**Aim of the task:** Copy out each line of the material below with no changes.

**Available data:**
-- -- --

PR #4927, opened 2019-04-16
Add more build products to gitignore list

xelxebar:
This is extremely minor, bu the following build/test products end up spamming git status:

- foo.sdr and foofoo.sdr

-- -- --

**Answer section:**
PR #4927, opened 2019-04-16
Add more build products to gitignore list

xelxebar:
This is extremely minor, bu the following build/test products end up spamming git status:

- foo.sdr and foofoo.sdr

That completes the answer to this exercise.